What is a profesional?  I may be against the grain here, but I don’t think being a professional photographer is related to talent in the artistic sense really at all.  Sure it doesn’t hurt, but a professional, any successful professional is good, and perhaps more importantly efficient at what they do and how they do it.  I’ve said it before, but it bears repeating. I know successful, full time pros whose work is less than inspiring.  Good enough, and certainly efficient, but not what I’d consider amazing.  Conversely, I know photographers who’ve never made a cent from their art but create imagery that blows my mind.  Artistic talent has very little to do with success in many cases.  Being a professional means it is your profession.  You make your living, or part of your living at least, from said profession.  To be a professional, you need to know how to apply business acumen to a creative skill and this is trickier than it may seem.

Unless you’re shooting for a studio, publication, another photographer or the like as a hired gun, this means you have to not only be a photographer, but an entire business as well.  This is hard, and the vast bulk of the work.

lightbulb

I have seen many shooters fall prey to the sweet siren song at the possibility of making a living doing something they love.  Who am I to contradict that?  Nobody, in fact I was one of those souls, called by the idea of bliss and enjoyable employment, but I can hopefully provide a little insight into what is actually required, and hopefully cause enough pause to inflict a bit of introspection so that a particular photographer making this decision will really look at what is involved in the choice to do so.

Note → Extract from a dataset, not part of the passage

PR #249, opened 2023-02-28
Run report hunter

MattWellie:
## Proposed Changes

  - adds a workflow trigger with Cron tab to set off the report crawler/index builder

Full disclosure, I am a semi-professional photographer.  This means I make a portion of my living through photography.  Some people pay me to point my camera at stuff, and capture images of said stuff.  While I have flirted with the idea of going all out with this as a full time profession, I have pulled back almost entirely over the last couple years.

Why?  Well, for me it is firstly because I want photography to remain to me, what it has always been for me.  An artistic release.  Secondly, there is a lot riding on my income by way of my family and I’d be lying if I said I wasn’t scared of being incapable of successfully building and running a new business.  Between the fear of losing my passion for photography and the fear of losing my ability to provide for my family, the risks were both too great, and the prospects too stressful for me to choose to go all out.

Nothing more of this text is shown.